Neither of these is decidable and incomplete, but this is a possibility. We would need a theory that is ambiguous about some statements (so that neither the statement nor its negation are in the theory), while we can still effectively sort out which statements are true (i.e. in the theory), false (i.e. their negation is in the theory) and ambiguous (i.e. neither is). A classic example is the theory of algebraically closed fields. It can be shown decidable by quantifier elimination, but the characteristic of the field is a first-order property left completely unspecified, so the theory has no answers to sentences whose truth depends on the characteristic and so is incomplete.

Edit: Come to think of it, a much more basic example is the theory of propositional tautologies, which is decidable via truth tables but is incomplete since there are many propositional sentences that are neither tautologies nor contradictions, like the sentence "$A$", for instance. Also this is a good example to emphasize that the completeness of a theory is a different thing from the completeness of a deductive system. The standard deductive systems of propositional logic are complete in the sense that every logically valid formula can be proven.

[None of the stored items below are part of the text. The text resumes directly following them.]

PR #1968, opened 2026-08-26
fix(hooks): close a truncated dedup line before appending

### LINKED ISSUE #1967: an interrupted hook write loses one session from the dedup file
The `.hookseen` dedup file is appended to with `O_WRONLY|O_APPEND` and no check for a truncated tail (`cmd/deja/hook_prompt.go:568` and `:613`). A hook killed between a line and its newline leaves half a line, and the next hook writes straight onto it:

```
ses1 sessA 2026-08-25T23:54:45Zses2 sessB 2026-08-25T23:54:45Z
ses3 fingerprint-c

alreadyInjected(ses1) = map[sessA:true]
alreadyInjected(ses2) = map[]              <- lost
alreadyInjected(ses3) = map[fingerprint-c:true]
```

`alreadyInjected` splits on newlines and takes the first two fields, so the glued line keeps the interrupted record and drops the one appended onto it. `ses2` is then a session deja does not know it has already shown, and the per-prompt hook shows it again — which is what `rememberInjected`'s own comment says the 1MB bug did: "permanently broke dedup — the per-prompt hook then re-injected the same sessions turn after turn". The comment above `blockFingerprint` gives the reason it matters: "the same words are not shown to the same agent session twice".

One record is lost rather than the whole file, because `strings.Fields` tolerates the glue. That is the difference from #1965, not an absence of the same defect — and the fix is the same one byte of reading, `endsMidLine`, which the usage log has had since #1901 and the snapshot log since #1965.

Found while reviewing #1965. Reproduced with `rememberInjected` in a throwaway index; snapshot in the hunt notes.

vshulcz:
Fixes #1967, and puts the check that fixes it in one place.

A hook killed between a dedup line and its newline leaves half a line, and the next hook wrote straight onto it:

```
ses1 sessA 2026-08-25T23:54:45Zses2 sessB 2026-08-25T23:54:45Z
ses3 fingerprint-c

alreadyInjected(ses1) = map[sessA:true]
alreadyInjected(ses2) = map[]              <- lost
alreadyInjected(ses3) = map[fingerprint-c:true]
```

`alreadyInjected` takes the first two fields of each line, so the glued line keeps the interrupted record and drops the one appended after it. `ses2` is then a session deja does not know it has already shown, and the per-prompt hook shows it again — the state `rememberInjected`'s own comment describes: "permanently broke dedup — the per-prompt hook then re-injected the same sessions turn after turn".

One record lost rather than the whole file, because `strings.Fields` tolerates the glue. That is the difference from #1965, not an absence of the same defect.

This is the third file with it — the usage log (#1901), the injection snapshots (#1965), this one — so the check is now `atomicfile.EndsMidLine`, in the package whose comment already opens with "for the writers that are not behind a lock", and the two earlier callers use it instead of their own copy. Its own tests pin the trap the fix keeps hitting: a write-only descriptor cannot read the last byte and reports a clean end, so the open mode is half the fix.

Both writers of `.hookseen` are covered, sessions and block fingerprints, and both tests fail on base.

### DIFF
--- a/cmd/deja/hook_prompt.go
+++ b/cmd/deja/hook_prompt.go
@@ -565,11 +565,18 @@ func rememberInjected(dir, sid string, ss []model.Session) {
 	if fi, err := os.Stat(p); err == nil && fi.Size() > 1<<20 {
 		rotateHookseen(p, sid)
 	}
-	f, err := os.OpenFile(p, os.O_CREATE|os.O_WRONLY|os.O_APPEND, 0o600)
+	// O_RDWR so the append can read the last byte first: a hook killed before
+	// its newline leaves half a line, and writing onto it costs the record
+	// written after — a session deja then does not know it has shown, which is
+	// this file's whole job (#1967).
+	f, err := os.OpenFile(p, os.O_CREATE|os.O_RDWR|os.O_APPEND, 0o600)
 	if err != nil {
 		return
 	}
 	defer f.Close()
+	if atomicfile.EndsMidLine(f) {
+		_, _ = f.WriteString("\n")
+	}
 	stamp := time.Now().UTC().Format(time.RFC3339)
 	for _, s := range ss {
 		fmt.Fprintf(f, "%s %s %s\n", sid, s.ID, stamp)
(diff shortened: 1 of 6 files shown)


vshulcz:
Nit taken in d8a348dd. The package doc described replacing a file and not appending to one, and I had quoted the half that fit my case — the reviewer's point. The doc now says why a read-only probe lives there: the writers are the same set, and the reason is the same one.

Its checks match mine on the parts that could have gone wrong: `rememberInjectedIDs` returns on the size cap before the newline write, so the bounded path still writes nothing; `rotateHookseen` ends its join with a newline, so the first append after a rotation sees a clean end; and `ReadAt` with an explicit offset is unaffected by O_APPEND.

Blank lines from two hooks each closing the same tail are inert — `alreadyInjected` and `recentlyInjected` skip anything under two fields, `forgetInjected` and `rotateHookseen` skip empty lines, and nothing outside `hook_prompt.go` reads the file.

Issue #1969, opened 2026-08-26
two agents at once lose the newest injected digests to a rotation


vshulcz:
Two agents starting at once — the case #1319 was about — lose the newest injected digests from `.injections.jsonl`.

Measured, 8 writers × 24 records of 4 kB, against a serial control writing the same 192 records:

```
concurrent:  wrote 192 records, file holds 67
             writers whose final record is missing: 8 of 8

serial:      wrote 192 records, file holds 87, newest is w07-i23
```

Rotation keeps the newest 20 and writers keep appending, so the serial run ends with 87 and its newest record present. The concurrent run ends with 67 and every writer's *final* record gone — the newest records, which is exactly what `deja log --last` exists to show.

Edit 2: (sorry, I keep coming back to this one and wanting to add stuff for some reason...) It occurs to me you could mean the theory of logically valid sentences in the language of arithmetic (i.e. with no non-logical axioms so that totally arbitrary interpretations are possible). In fact this seems the most literal reading of your question. This theory is obviously incomplete (there is surely an interpretation where, say, $0+1=0$ holds... just switch the meaning of plus and times). The easiest way to show it is undecidable is to observe that if it were, it could decide any finitely axiomatized theory $T,$ since we could decide if an arbitrary sentence $\phi$ is in $T$ by deciding the validity of $\psi\to \phi,$ where $\psi$ is the conjunction of $T$'s axioms. The fact that there are finitely axiomatized undecidable theories (like Robinson arithmetic) finishes the argument. It is semi-decidable, by the same argument as for Peano arithmetic.